Another way of looking at this phenomenon is to consider CPU utilization as a function of the level of multiprogramming (number of processes). With too few processes, we can't keep the CPU busy. Thus as we increase the number of processes, we would like to see the CPU utilization steadily improve, eventually getting close to 100%. Realistically, we cannot expect to quite that well, but we would still expect increasing performance when we add more processes.
The moral of the story is that there is no point in trying to run more processes than will fit in memory. When we say a process “fits in memory,” we mean that enough page frames have been allocated to it to hold all of its working set. What should we do when we have more processes than will fit? In a batch system (one were users drop off their jobs and expect them to be run some time in the future), we can just delay starting a new job until there is enough memory to hold its working set. In an interactive system, we may not have that option. Users can start processes whenever they want. We still have the option of modifying the scheduler however. If we decide there are too many processes, we can stop one or more processes (tell the scheduler not to run them). The page frames assigned to those processes can then be taken away and given to other processes. It is common to say the stopped processes have been “swapped out” by analogy with a swapping system, since all of the pages of the stopped processes have been moved from main memory to disk. When more memory becomes available (because a process has terminated or because its working set has become smaller) we can “swap in” one of the stopped processes. We could explicitly bring its working set back into memory, but it is sufficient (and usually a better idea) just to make the process runnable. It will quickly bring its working set back into memory simply by causing page faults. This control of the number of active processes is called load control.
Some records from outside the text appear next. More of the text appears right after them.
PR #809, opened 2026-04-09
SNOW-2433865 validate returned rows in perf tests, improve error propagation

sfc-gh-akolodziejczyk:
Row count validation (all drivers):
Auto-extract LIMIT N from SQL commands and pass as EXPECTED_ROW_COUNT to driver containers, so every SELECT test validates it fetched exactly the expected number of rows
Applies to both E2E and recorded HTTP tests with zero changes to test definitions
Reject 0-row baselines immediately with a clear error message pointing to likely causes (async timeout, server error)

Error propagation fixes:
run_container now raises RuntimeError with the last 20 lines of container output on non-zero exit, instead of silently continuing to verify_results which would report a generic "No result files found"
Rust core fails explicitly when response.result is None instead of silently returning 0 rows
Python driver now logs the actual exception for setup query and test execution failures before sys.exit(1)
WireMock CA cert export failure raises instead of silently returning, which caused misleading downstream errors

### DIFF
--- a/tests/performance/drivers/core/app/src/query_execution.rs
+++ b/tests/performance/drivers/core/app/src/query_execution.rs
@@ -89,7 +89,7 @@ pub fn run_test_iterations(
     iterations: usize,
 ) -> Result<Vec<IterationResult>> {
     let mut results = Vec::with_capacity(iterations);
-    let mut expected_row_count = get_expected_row_count();
+    let mut expected_row_count = get_expected_row_count()?;
 
     for i in 0..iterations {
         let (query_time, fetch_time, row_count, cpu_time_s, peak_rss_mb) =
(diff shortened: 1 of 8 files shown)


sfc-gh-akolodziejczyk:
* **#809** <a href="https://app.graphite.com/github/pr/snowflakedb/universal-driver/809?utm_source=stack-comment-icon" target="_blank">Graphite</a> 👈 <a href="https://app.graphite.com/github/pr/snowflakedb/universal-driver/809?utm_source=stack-comment-view-in-graphite" target="_blank">(View in Graphite)</a>
* `main`


<h2></h2>

sfc-gh-pcyrek (approved):
lgtm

It is also sometimes called medium-term scheduling as contrasted with long-term scheduling, which is concerned with deciding when to start a new job, and short-term scheduling, which determines how to allocate the CPU resource among the currently active jobs.
It cannot be stressed too strongly that load control is an essential component of any good page-replacement algorithm. When a page fault occurs, we want to make a good decision on which page to replace. But sometimes no decision is good, because there simply are not enough page frames. At that point, we must decide to run some of the processes well rather than run all of them very poorly.
This is a very good model, but it doesn't immediately translate into an algorithm. Various specific algorithms have been proposed. As in the single process case, some are theoretically good but unimplementable, while others are easy to implement but bad. The trick is to find a reasonable compromise.
Like CLOCK, WSClock has to be careful to avoid an infinite loop. As in the CLOCK algorithm, it may may a complete circuit of the clock finding only dirty candidate pages. In that case, it has to wait for one of the cleaning requests to finish. It may also find that all pages are unreferenced but "new" (the reference bit is clear but the comparison to tau shows the page has been referenced recently). In either case, memory is overcommitted and some process needs to be stopped.